*** SOURCE RECORDS ***

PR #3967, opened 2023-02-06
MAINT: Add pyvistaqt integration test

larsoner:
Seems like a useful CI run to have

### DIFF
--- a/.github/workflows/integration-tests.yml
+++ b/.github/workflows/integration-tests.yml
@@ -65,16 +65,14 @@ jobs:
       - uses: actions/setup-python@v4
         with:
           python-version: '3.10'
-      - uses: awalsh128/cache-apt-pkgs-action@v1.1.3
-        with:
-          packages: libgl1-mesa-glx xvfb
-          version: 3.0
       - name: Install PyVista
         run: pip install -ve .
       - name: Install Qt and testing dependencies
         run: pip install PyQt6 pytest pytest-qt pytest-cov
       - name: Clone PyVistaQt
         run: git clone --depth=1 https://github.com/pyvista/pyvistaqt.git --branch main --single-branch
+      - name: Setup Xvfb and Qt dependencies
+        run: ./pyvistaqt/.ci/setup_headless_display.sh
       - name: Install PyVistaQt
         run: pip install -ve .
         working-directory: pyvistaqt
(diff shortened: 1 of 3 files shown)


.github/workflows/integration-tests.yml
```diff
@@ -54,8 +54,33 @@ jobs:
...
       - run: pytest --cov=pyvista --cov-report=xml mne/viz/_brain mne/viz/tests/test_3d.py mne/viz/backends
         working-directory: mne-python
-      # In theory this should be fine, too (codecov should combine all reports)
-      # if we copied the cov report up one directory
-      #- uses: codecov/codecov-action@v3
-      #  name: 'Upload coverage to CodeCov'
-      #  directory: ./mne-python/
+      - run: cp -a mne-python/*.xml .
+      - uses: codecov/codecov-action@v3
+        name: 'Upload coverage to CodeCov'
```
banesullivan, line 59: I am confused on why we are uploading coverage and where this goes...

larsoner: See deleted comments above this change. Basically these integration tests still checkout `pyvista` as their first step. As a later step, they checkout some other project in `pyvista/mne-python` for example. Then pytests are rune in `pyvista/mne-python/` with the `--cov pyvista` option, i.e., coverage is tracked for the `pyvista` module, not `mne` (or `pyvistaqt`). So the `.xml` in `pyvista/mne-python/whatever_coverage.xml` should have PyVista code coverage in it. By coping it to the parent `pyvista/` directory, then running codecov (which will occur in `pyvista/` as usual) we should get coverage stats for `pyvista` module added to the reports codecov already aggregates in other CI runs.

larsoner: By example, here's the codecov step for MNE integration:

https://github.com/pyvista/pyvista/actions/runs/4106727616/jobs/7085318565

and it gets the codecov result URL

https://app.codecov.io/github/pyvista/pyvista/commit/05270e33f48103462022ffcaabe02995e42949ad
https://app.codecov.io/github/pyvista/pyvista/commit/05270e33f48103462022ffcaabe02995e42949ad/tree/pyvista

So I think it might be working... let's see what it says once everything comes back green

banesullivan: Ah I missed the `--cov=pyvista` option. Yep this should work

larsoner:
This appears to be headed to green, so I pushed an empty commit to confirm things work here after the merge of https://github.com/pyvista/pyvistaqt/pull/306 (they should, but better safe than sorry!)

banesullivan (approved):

*** End of SOURCE RECORDS ***
*** SOURCE RECORDS ***

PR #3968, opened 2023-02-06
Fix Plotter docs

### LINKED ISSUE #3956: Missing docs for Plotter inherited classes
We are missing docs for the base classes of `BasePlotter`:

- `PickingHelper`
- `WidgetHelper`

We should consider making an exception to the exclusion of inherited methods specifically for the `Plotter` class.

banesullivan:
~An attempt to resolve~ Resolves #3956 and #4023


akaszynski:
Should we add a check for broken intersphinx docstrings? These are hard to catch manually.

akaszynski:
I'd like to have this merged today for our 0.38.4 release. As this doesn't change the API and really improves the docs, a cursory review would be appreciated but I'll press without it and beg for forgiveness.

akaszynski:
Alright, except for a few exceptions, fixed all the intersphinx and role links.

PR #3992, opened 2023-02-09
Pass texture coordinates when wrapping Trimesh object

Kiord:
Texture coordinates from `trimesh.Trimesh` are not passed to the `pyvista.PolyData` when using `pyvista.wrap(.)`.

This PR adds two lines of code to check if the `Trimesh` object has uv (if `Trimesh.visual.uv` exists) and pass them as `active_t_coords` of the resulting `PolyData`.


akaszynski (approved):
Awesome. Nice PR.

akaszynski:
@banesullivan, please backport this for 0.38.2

*** End of SOURCE RECORDS ***
*** SOURCE RECORDS ***

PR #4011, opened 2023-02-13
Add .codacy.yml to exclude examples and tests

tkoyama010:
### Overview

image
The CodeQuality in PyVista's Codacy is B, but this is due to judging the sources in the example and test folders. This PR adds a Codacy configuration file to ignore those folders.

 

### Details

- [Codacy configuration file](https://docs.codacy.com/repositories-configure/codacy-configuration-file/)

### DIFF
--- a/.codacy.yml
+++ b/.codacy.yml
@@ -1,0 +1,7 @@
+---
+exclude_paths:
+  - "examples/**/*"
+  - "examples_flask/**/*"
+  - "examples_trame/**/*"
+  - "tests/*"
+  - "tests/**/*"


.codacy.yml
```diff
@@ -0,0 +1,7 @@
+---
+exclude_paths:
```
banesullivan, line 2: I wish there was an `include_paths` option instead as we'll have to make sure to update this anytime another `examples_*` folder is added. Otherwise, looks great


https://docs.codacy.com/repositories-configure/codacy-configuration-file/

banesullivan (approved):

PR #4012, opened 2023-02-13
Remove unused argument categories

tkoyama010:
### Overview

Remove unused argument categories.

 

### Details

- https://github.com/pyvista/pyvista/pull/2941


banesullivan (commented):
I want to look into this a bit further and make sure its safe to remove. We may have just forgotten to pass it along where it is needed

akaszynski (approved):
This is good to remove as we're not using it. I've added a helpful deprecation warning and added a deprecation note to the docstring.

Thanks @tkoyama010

*** End of SOURCE RECORDS ***

BRIEF -> Identify each line in the entries with the word "using" and copy it.

WRITTEN ANSWER ->
Texture coordinates from `trimesh.Trimesh` are not passed to the `pyvista.PolyData` when using `pyvista.wrap(.)`.
This is good to remove as we're not using it. I've added a helpful deprecation warning and added a deprecation note to the docstring.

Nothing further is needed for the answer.